EXERCISE BRIEF:
From the entries that follow, report every line in which "join" occurs.

DATA UNDER STUDY:
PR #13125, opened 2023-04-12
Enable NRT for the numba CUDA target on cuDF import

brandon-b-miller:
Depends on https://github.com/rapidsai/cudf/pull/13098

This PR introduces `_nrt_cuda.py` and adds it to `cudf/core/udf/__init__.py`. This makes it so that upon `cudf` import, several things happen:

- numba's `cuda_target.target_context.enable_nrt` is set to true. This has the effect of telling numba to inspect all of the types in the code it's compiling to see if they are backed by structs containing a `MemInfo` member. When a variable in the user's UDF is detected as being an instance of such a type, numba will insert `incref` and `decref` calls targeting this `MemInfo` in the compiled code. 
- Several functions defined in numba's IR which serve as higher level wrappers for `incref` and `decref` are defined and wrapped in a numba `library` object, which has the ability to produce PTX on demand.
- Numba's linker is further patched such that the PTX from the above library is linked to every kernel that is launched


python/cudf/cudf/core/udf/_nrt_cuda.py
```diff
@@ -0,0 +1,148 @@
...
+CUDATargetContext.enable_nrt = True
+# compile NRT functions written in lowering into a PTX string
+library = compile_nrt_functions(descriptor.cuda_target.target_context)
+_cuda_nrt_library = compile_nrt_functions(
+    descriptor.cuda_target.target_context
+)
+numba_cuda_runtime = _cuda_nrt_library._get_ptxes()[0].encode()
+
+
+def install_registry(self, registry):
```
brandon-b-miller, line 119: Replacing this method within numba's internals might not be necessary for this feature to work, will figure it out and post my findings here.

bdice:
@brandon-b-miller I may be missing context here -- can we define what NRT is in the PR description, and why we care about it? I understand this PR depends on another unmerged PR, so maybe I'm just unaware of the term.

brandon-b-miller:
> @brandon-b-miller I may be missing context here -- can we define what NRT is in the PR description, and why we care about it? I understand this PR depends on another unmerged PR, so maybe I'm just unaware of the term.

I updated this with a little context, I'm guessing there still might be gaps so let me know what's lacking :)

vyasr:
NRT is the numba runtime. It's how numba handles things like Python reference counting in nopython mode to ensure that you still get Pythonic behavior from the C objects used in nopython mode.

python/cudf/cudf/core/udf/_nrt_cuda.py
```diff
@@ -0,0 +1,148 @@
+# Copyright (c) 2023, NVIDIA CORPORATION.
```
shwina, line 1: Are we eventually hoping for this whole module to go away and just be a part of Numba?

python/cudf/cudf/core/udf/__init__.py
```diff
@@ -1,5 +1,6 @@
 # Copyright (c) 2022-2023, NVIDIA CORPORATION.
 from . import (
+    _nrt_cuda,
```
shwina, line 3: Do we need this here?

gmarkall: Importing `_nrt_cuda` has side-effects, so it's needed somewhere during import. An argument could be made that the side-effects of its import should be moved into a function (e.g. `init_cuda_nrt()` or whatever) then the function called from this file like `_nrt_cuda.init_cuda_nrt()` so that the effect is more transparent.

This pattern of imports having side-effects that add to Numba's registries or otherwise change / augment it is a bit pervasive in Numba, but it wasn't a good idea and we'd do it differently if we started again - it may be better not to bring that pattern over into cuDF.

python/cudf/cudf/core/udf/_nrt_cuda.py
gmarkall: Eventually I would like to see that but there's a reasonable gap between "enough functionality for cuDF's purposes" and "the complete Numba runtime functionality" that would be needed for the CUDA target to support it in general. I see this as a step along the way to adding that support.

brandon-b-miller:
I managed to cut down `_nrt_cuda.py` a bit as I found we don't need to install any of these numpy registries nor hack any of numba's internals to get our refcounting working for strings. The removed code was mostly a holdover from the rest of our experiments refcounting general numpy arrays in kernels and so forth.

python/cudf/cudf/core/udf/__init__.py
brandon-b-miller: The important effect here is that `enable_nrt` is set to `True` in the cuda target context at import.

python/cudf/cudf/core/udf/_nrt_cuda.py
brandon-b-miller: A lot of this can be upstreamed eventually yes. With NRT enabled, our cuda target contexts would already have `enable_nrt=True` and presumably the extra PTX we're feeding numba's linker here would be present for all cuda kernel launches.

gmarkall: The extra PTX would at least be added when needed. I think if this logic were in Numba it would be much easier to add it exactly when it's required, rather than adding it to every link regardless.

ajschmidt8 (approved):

==

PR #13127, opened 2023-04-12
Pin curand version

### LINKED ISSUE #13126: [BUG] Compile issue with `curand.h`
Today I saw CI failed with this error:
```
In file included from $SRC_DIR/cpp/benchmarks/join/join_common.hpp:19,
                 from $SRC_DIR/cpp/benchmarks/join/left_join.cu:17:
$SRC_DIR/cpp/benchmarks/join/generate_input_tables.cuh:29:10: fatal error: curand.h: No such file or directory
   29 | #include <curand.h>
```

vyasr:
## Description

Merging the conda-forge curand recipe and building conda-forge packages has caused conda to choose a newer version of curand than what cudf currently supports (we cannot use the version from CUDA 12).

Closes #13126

ANSWER TO THIS PROBLEM:
In file included from $SRC_DIR/cpp/benchmarks/join/join_common.hpp:19,
                 from $SRC_DIR/cpp/benchmarks/join/left_join.cu:17:
$SRC_DIR/cpp/benchmarks/join/generate_input_tables.cuh:29:10: fatal error: curand.h: No such file or directory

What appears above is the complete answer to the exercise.